==== Provided entries
PR #1168, opened 2021-10-06
Add factory class, formatted string and list element value providers.

bistaastha:
Signed-off-by: Aastha Bist <abist119@gmail.com>

### DIFF
--- a/packages/caliper-core/lib/worker/workload/declarative/value-providers/formatted-string-value-provider.js
+++ b/packages/caliper-core/lib/worker/workload/declarative/value-providers/formatted-string-value-provider.js
@@ -1,0 +1,99 @@
+/*
+* Licensed under the Apache License, Version 2.0 (the "License");
+* you may not use this file except in compliance with the License.
+* You may obtain a copy of the License at
+*
+* http://www.apache.org/licenses/LICENSE-2.0
+*
+* Unless required by applicable law or agreed to in writing, software
+* distributed under the License is distributed on an "AS IS" BASIS,
+* WITHOUT WARRANTIES OR CONDITIONS OF ANY KIND, either express or implied.
+* See the License for the specific language governing permissions and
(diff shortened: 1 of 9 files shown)


packages/caliper-core/test/worker/workload/declarative/value-providers/value-provider-factory.test.js
```diff
@@ -0,0 +1,134 @@
...
+
+    describe('createValueProvider', () => {
+
+        it('should throw an error on undefined type', () => {
+            const wrapper = () => new ValueProviderFactory ({}, {}).createValueProvider(undefined, {});
+            expect(wrapper).to.throw(Error, 'Invalid value for type: undefined');
+        });
+
+        it('should return formatted string value provider object', () => {
+            const wrapper = () => new ValueProviderFactory ({}, {}).createValueProvider(undefined, {});
```
aklenik, line 35: Copy-paste error, should create a string value provider and check for it.

packages/caliper-core/lib/worker/workload/declarative/value-providers/formatted-string-value-provider.js
```diff
@@ -0,0 +1,108 @@
...
+
+        if (!Array.isArray(this.options.parts)) {
+            throw new Error(`Incorrect parts value: ${this.options.parts}`);
+        }
+
+        this.format = this.options.format;
+        this.parts = this.options.parts;
+        const partLength = this.parts.length;
+
+        for (let i = 1; i <= partLength; i++) {
```
aklenik, line 55: This check is not needed, since Line#78 does the same in a nicer way. Also update the corresponding expected error messages in the tests

aklenik (changes requested):
Two minor changes requested, then it's good to go :)

aklenik (approved):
========
Exercise ▸ Without any change, reproduce the data in full.

Exercise answer ▸
PR #1168, opened 2021-10-06
Add factory class, formatted string and list element value providers.

bistaastha:
Signed-off-by: Aastha Bist <abist119@gmail.com>

### DIFF
--- a/packages/caliper-core/lib/worker/workload/declarative/value-providers/formatted-string-value-provider.js
+++ b/packages/caliper-core/lib/worker/workload/declarative/value-providers/formatted-string-value-provider.js
@@ -1,0 +1,99 @@
+/*
+* Licensed under the Apache License, Version 2.0 (the "License");
+* you may not use this file except in compliance with the License.
+* You may obtain a copy of the License at
+*
+* http://www.apache.org/licenses/LICENSE-2.0
+*
+* Unless required by applicable law or agreed to in writing, software
+* distributed under the License is distributed on an "AS IS" BASIS,
+* WITHOUT WARRANTIES OR CONDITIONS OF ANY KIND, either express or implied.
+* See the License for the specific language governing permissions and
(diff shortened: 1 of 9 files shown)


packages/caliper-core/test/worker/workload/declarative/value-providers/value-provider-factory.test.js
```diff
@@ -0,0 +1,134 @@
...
+
+    describe('createValueProvider', () => {
+
+        it('should throw an error on undefined type', () => {
+            const wrapper = () => new ValueProviderFactory ({}, {}).createValueProvider(undefined, {});
+            expect(wrapper).to.throw(Error, 'Invalid value for type: undefined');
+        });
+
+        it('should return formatted string value provider object', () => {
+            const wrapper = () => new ValueProviderFactory ({}, {}).createValueProvider(undefined, {});
```
aklenik, line 35: Copy-paste error, should create a string value provider and check for it.

packages/caliper-core/lib/worker/workload/declarative/value-providers/formatted-string-value-provider.js
```diff
@@ -0,0 +1,108 @@
...
+
+        if (!Array.isArray(this.options.parts)) {
+            throw new Error(`Incorrect parts value: ${this.options.parts}`);
+        }
+
+        this.format = this.options.format;
+        this.parts = this.options.parts;
+        const partLength = this.parts.length;
+
+        for (let i = 1; i <= partLength; i++) {
```
aklenik, line 55: This check is not needed, since Line#78 does the same in a nicer way. Also update the corresponding expected error messages in the tests

aklenik (changes requested):
Two minor changes requested, then it's good to go :)

aklenik (approved):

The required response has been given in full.